Work task:
Which lines of the data contain the string "cannot"? Show each of them.

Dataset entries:
PR #5469, opened 2026-07-08
fix(evaluations-legacy): pass resolved model to getEvaluatorDefaultSettings (#5468)

### LINKED ISSUE #5468: fix(evaluations-legacy): legacy path hardcodes DEFAULT_MODEL, bypassing the project model cascade
## Expected

Evaluations executed via the legacy evaluations path use the model resolved by the project's model cascade (project setting → resolved default), like the rest of the evaluation surfaces.

## Actual

The legacy path ignores the resolved model argument and hardcodes `DEFAULT_MODEL`, bypassing the model cascade entirely — projects configured with a different default get evaluations run on the wrong model.

## Reproduction

Configure a project default model different from the global `DEFAULT_MODEL`; run an evaluation through the legacy evaluations path; observe the evaluation executes with `DEFAULT_MODEL` instead of the project's resolved model. (Flagged during the 2026-07-04 evaluations-legacy review pass — the call site takes no resolved arg.)

---
*Classification: Bug*

drewdrewthis:
## What

Fixes #5468.

The legacy evaluations route called `getEvaluatorDefaultSettings(evaluatorDefinition as any)` without a `resolved` model argument. When the arg is absent the function falls through to `DEFAULT_MODEL` (`getLatestOpenAIChatFlagship() ?? "openai/gpt-5"`), bypassing the project model cascade entirely.

## Why

Every external API caller (`/api/evaluations`, `/api/guardrails`) was silently getting evaluations run on the global flagship model, even if the project was configured with a different default. The three UI call sites (`CheckConfigForm`, `EvaluatorPropertiesPanel`, `EvaluatorEditorShared`) and the server-side evaluator-create path (`app/api/evaluators/.../app.v1.ts`) were already correct — the legacy REST route was the sole gap.

## How

After the project is loaded in `handleEvaluatorCall`, resolve the project's cascade-configured models and pass them as the second arg to `getEvaluatorDefaultSettings`. The resolution is lazy — `resolveEvaluatorSettingsDefaults(project.id)` is called only inside the `!workflowEvaluatorDef` branch where its result is consumed, so `custom/` evaluators and workflow-evaluator paths skip the two Prisma-backed queries entirely.

Extracted a small exported helper `resolveEvaluatorSettingsDefaults(projectId)` so the resolve+map logic is unit-testable without the Hono/prisma/auth harness.

## Deviations from the original issue sketch (deliberate)

The issue comment suggested `getResolvedDefaultForFeature(project.id, "evaluations")` returning a string. The **actual** contract is different, and following the sketch verbatim would have silently no-op'd:

1. **Signature:** `getResolvedDefaultForFeature(ctx: ReadCtx, { projectId, featureKey })` — takes a `{ prisma, session }` ctx + params object, returns `DefaultModelEffective | null` (an object with `.model`), not a bare string.
2. **Feature key:** there is **no `"evaluations"` key** in the feature registry — `featureByKey("evaluations")` returns `undefined`, so the resolver would return `null` and the fix would do nothing. The correct DEFAULT-role key for the evaluator model is **`evaluator.create_default`** (the same key `app.v1.ts` uses on evaluator create). Embeddings resolve via `analytics.topic_clustering_embeddings`, matching the UI.
3. **Second-arg shape:** `getEvaluatorDefaultSettings(evaluator, resolved?)` expects `{ defaultModel?, embeddingsModel? }`, so the resolved `.model` values are mapped into that shape.

## Human verification

1. Configure a project with a non-default model (e.g. `openai/gpt-4o` while global flagship is `openai/gpt-5`).
2. POST to `/api/evaluations` via the REST API.
3. Observe evaluator runs with the project's configured model, not `openai/gpt-5`.
4. Repeat with a project with no custom model — confirm it still uses `DEFAULT_MODEL` (no regression).

**Fails-on-main signature (cascade-bypass case):** on `main`, no resolved arg is passed, so `getEvaluatorDefaultSettings` always returns `model: DEFAULT_MODEL` regardless of project config. The new test stubs `getResolvedDefaultForFeature` to return `"openai/gpt-4o"` and asserts the merged settings carry `openai/gpt-4o` (and `!== DEFAULT_MODEL`) — this passes on this branch and would fail on main. A companion test pins the no-config path (resolver → `null` → `DEFAULT_MODEL`) so there is no regression for projects without a custom default (AC#2).

```
# grep DEFAULT_MODEL in evaluations-legacy.ts — only the JSDoc mention, no code/fallback site:
668: * `DEFAULT_MODEL` (`getLatestOpenAIChatFlagship()`), bypassing the project's

# tsc (tsgo) — 0 errors in changed files; the 2 reported errors pre-exist on main (start.ts, vite.config.ts):
src/start.ts(47,7): error TS2769: No overload matches this call.
vite.config.ts(63,7): error TS2769: No overload matches this call.

# vitest — new cascade test + existing legacy coercion test:
 Test Files  2 passed (2)
      Tests  15 passed (15)
```

Backend-only — no UI surface.

## Summary by CodeRabbit

* **Bug Fixes**
  * Improved model selection for legacy evaluation requests by resolving project-level defaults for both the default model and embeddings model.
  * Ensured correct fallback to standard default settings when no cascade configuration is available.
* **Tests**
  * Added unit tests for legacy evaluator default-resolution behavior, covering configured defaults and the unset/no-config fallback cases.

### DIFF
--- a/langwatch/src/server/routes/__tests__/evaluations-legacy-model-cascade.unit.test.ts
+++ b/langwatch/src/server/routes/__tests__/evaluations-legacy-model-cascade.unit.test.ts
@@ -1,0 +1,128 @@
+/**
+ * Regression: the legacy evaluations REST route (POST /api/evaluations/...)
+ * used to call `getEvaluatorDefaultSettings(evaluatorDefinition)` WITHOUT the
+ * resolved-model argument, so every API-triggered evaluation fell through to
+ * the hardcoded global `DEFAULT_MODEL` and ignored the project's model cascade
+ * configuration (issue #5468).
+ *
+ * The fix threads `resolveEvaluatorSettingsDefaults(project.id)` — which wraps
+ * the same cascade resolver the UI and server-side create path use — into the
+ * settings-merge, so a project with a custom default model gets that model.
+ *
+ * These tests pin:
+ *  - AC#3/#4/#6: `resolveEvaluatorSettingsDefaults` returns the cascade model
+ *    for the correct project + the `evaluator.create_default` feature key.
+ *  - AC#2:       when the cascade has nothing configured (resolver -> null),
+ *    `getEvaluatorDefaultSettings` still falls back to `DEFAULT_MODEL`.
+ */
+import { beforeEach, describe, expect, it, vi } from "vitest";
+
+// The route module imports prisma (db) and the app layer at load time; stub
+// the resolver so no DB is touched. `prisma` itself is only handed to the
+// resolver as `ctx.prisma`, which the mock ignores.
+const getResolvedDefaultForFeature = vi.fn();
+vi.mock("~/server/modelProviders/modelDefaults.read", () => ({
+  getResolvedDefaultForFeature: (...args: unknown[]) =>
+    getResolvedDefaultForFeature(...args),
+}));
+
+import { getEvaluatorDefaultSettings } from "~/server/evaluations/getEvaluator";
+import { DEFAULT_MODEL } from "~/utils/constants";
+import { resolveEvaluatorSettingsDefaults } from "../evaluations-legacy";
+
+// A minimal evaluator definition whose settings carry a `model` field — the
+// exact shape `getEvaluatorDefaultSettings` maps the resolved default onto.
+const evaluatorWithModel = {
+  name: "LLM Judge",
+  requiredFields: ["input", "output"],
+  optionalFields: [],
+  settings: {
+    model: { default: "openai/gpt-5" },
+    max_tokens: { default: 8192 },
+  },
+} as any;
+
+describe("resolveEvaluatorSettingsDefaults", () => {
+  beforeEach(() => {
+    getResolvedDefaultForFeature.mockReset();
+  });
+
+  describe("when the project has a custom default model configured", () => {
+    it("maps the cascade-resolved model into { defaultModel, embeddingsModel }", async () => {
+      getResolvedDefaultForFeature.mockImplementation(
+        async (_ctx: unknown, params: { featureKey: string }) => {
+          if (params.featureKey === "evaluator.create_default") {
+            return {
+              model: "openai/gpt-4o",
+              source: "feature_override",
+              scope: "project",
+            };
+          }
+          return {
+            model: "openai/text-embedding-3-large",
+            source: "feature_override",
+            scope: "project",
+          };
+        },
+      );
+
+      const resolved = await resolveEvaluatorSettingsDefaults("proj-1");
+
+      expect(resolved).toEqual({
+        defaultModel: "openai/gpt-4o",
+        embeddingsModel: "openai/text-embedding-3-large",
+      });
+    });
+
+    it("resolves for the given project id and the evaluator.create_default feature key (AC#3/#4)", async () => {
+      getResolvedDefaultForFeature.mockResolvedValue({
+        model: "anthropic/claude-3-5-sonnet",
+        source: "role_default",
+        scope: "team",
+      });
+
+      await resolveEvaluatorSettingsDefaults("proj-42");
+
+      expect(getResolvedDefaultForFeature).toHaveBeenCalledWith(
+        expect.anything(),
+        { projectId: "proj-42", featureKey: "evaluator.create_default" },
+      );
+      // Never called with an undefined project id (AC#4).
+      for (const call of getResolvedDefaultForFeature.mock.calls) {
+        expect(call[1].projectId).toBe("proj-42");
+      }
+    });
+
+    it("feeds getEvaluatorDefaultSettings the custom model, not DEFAULT_MODEL (AC#6)", async () => {
+      getResolvedDefaultForFeature.mockResolvedValue({
+        model: "openai/gpt-4o",
+        source: "feature_override",
+        scope: "project",
+      });
+
+      const resolved = await resolveEvaluatorSettingsDefaults("proj-1");
+      const settings = getEvaluatorDefaultSettings(
+        evaluatorWithModel,
+        resolved,
+      );
+
+      expect((settings as any).model).toBe("openai/gpt-4o");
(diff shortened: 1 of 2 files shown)


drewdrewthis:
## Review verdict: READY

**CI:** 55 checks pass, 0 failing (CodeQL in-progress at post time, langwatch-app-ci unit/integration/build/typecheck running — all non-skipped gates green).

**Implementation verified:**
- `resolveEvaluatorSettingsDefaults` calls `getResolvedDefaultForFeature(ctx, { projectId, featureKey })` — exact signature match (confirmed against `modelDefaults.read.ts:93`).
- Feature keys `evaluator.create_default` and `analytics.topic_clustering_embeddings` match `featureRegistry.ts:50` and `featureRegistry.ts:121` and the parallel `app.v1.ts:199/203` create path.
- `getEvaluatorDefaultSettings` second-arg shape `{ defaultModel, embeddingsModel }` maps correctly to `model` (line 37) and `embeddings_model` (line 40) in `getEvaluator.ts`.
- UI call sites (tRPC `getResolvedDefault`) use the same object-shape second arg — no inconsistency.
- `resolveEvaluatorSettingsDefaults` is new; no pre-existing duplicate to reuse.
- Null-cascade path (resolver returns `null` → `{ defaultModel: null, embeddingsModel: null }`) preserves `DEFAULT_MODEL` fallback — AC#2 clean.

**Tests:** Unit tests stub `getResolvedDefaultForFeature`, assert correct projectId + featureKey call, confirm cascade model flows through `getEvaluatorDefaultSettings`, and confirm null-cascade falls back to `DEFAULT_MODEL`. Not tautologies.

No behavior change for projects without custom defaults. No hygiene issues. One-line fix at the call site with a well-scoped extracted helper. No comments needed.

drewdrewthis (commented):
Applied CodeRabbit suggestion in commit 0ea1e039d — moved `await resolveEvaluatorSettingsDefaults(project.id)` inside the `!workflowEvaluatorDef` branch. `custom/` evaluators and workflow-evaluator paths now skip the two Prisma-backed cascade queries. No behavior change on the corrected path.

drewdrewthis:
## Review verdict: READY

**Delta from 2014dc66a (CodeRabbit quick-win):** `resolveEvaluatorSettingsDefaults(project.id)` moved inline into the `!workflowEvaluatorDef` branch — lazy, so workflow-evaluator paths and schema-less requests skip both Prisma-backed cascade queries entirely. The fix is strictly better: tighter scope, no wasted I/O on the paths that never consumed the result.

**CodeRabbit thread:** already resolved (applied + `drewdrewthis` replied in 0ea1e039d).

**CI:** green (55 pass, 0 failing at HEAD).

All prior verification still holds: signature match, feature keys, `getEvaluatorDefaultSettings` mapping, null-cascade fallback, no pre-existing duplicate. No new issues introduced by the delta.

rogeriochaves (approved):

drewdrewthis:

drewdrewthis:
Reworking this to stop duplicating default-model resolution and consume #5398's service instead (per owner review). Checkpoint of the findings before the code lands:

**1. This branch is independent of #5398** — `fix/5468-legacy-eval-model-cascade` branches from `main`, not from `fix/3531-resolve-default-model-trpc` (verified: #5398's head is not an ancestor of this one). So this PR **cannot import `resolveDefaultModel` until #5398 lands on main** (or this branch is rebased to stack on #5398). We will **state that dependency and hold** rather than copy the service in here — copying is the duplication we're removing.

**2. The duplication is the cascade walk, not the whole function.** This PR's `resolveEvaluatorSettingsDefaults` (in `evaluations-legacy.ts`) resolves **two feature-scoped models** — a default (`evaluator.create_default`) and an embeddings model (`analytics.topic_clustering_embeddings`) — via `getResolvedDefaultForFeature`. #5398's `resolveDefaultModel(projectId)` resolves the **single project default**. The shared logic is the underlying project→org→global→null cascade. Dedup options: (A) generalize #5398's service to take a `featureKey`; (B) extract the shared cascade helper and have both consume it. Leaning (B) for smaller blast radius on #5398's already-reviewed surface — will confirm after diffing `modelDefaults.read` against #5398's internal cascade (they may already be the same helper).

**Dependency:** needs #5398 first. **Holding review-ready, not merging.** Code via a dedicated lane; full plan checkpointed.

drewdrewthis:
**On the "rework #5469 to consume #5398's resolution instead of duplicating" ask — verified against the code: there is no duplication to remove. #5469 is already the single-source-of-truth consumer, so it stays as-is (no code change).**

The two functions resolve *different things via different mechanisms*:

| | #5469 `resolveEvaluatorSettingsDefaults` | #5398 `resolveDefaultModel` |
|---|---|---|
| Mechanism | feature-key **DB cascade** (project→team→org) via the shared `getResolvedDefaultForFeature` → `resolveModelForFeature` | **provider-order fallback** over `PROVIDER_DEFAULT_MODELS` / `PROVIDER_RESOLUTION_ORDER` |
| Source of truth | `ModelDefaultConfig` rows | enabled-provider canonical defaults |
| Returns | two feature-scoped models (`evaluator.create_default` + `analytics.topic_clustering_embeddings`) | one project-level model string, or `null` |
| Touches `ModelDefaultConfig`? | yes | no — by design (`resolveModelForFeature`: *"intentionally no global system fallback"*) |

`getResolvedDefaultForFeature` / `resolveModelForFeature` already live on **`main`** (not introduced by #5398), and #5469 **re-implements no cascade** — it calls that shared helper twice and maps the result shape. So #5469 is already deduplicated against the one cascade source.

Reworking it to call #5398's `resolveDefaultModel` would **regress #5468**: it would bypass the `ModelDefaultConfig` cascade entirely and cannot produce the embeddings model.

The two branches are also **independent** — both branch from `main`, and `fix/3531…` is not an ancestor of `fix/5468…` (`git merge-base --is-ancestor` confirms). So #5469 carries no dependency on #5398; the #5398 file rename lands separately.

Task solution:
**1. This branch is independent of #5398** — `fix/5468-legacy-eval-model-cascade` branches from `main`, not from `fix/3531-resolve-default-model-trpc` (verified: #5398's head is not an ancestor of this one). So this PR **cannot import `resolveDefaultModel` until #5398 lands on main** (or this branch is rebased to stack on #5398). We will **state that dependency and hold** rather than copy the service in here — copying is the duplication we're removing.
Reworking it to call #5398's `resolveDefaultModel` would **regress #5468**: it would bypass the `ModelDefaultConfig` cascade entirely and cannot produce the embeddings model.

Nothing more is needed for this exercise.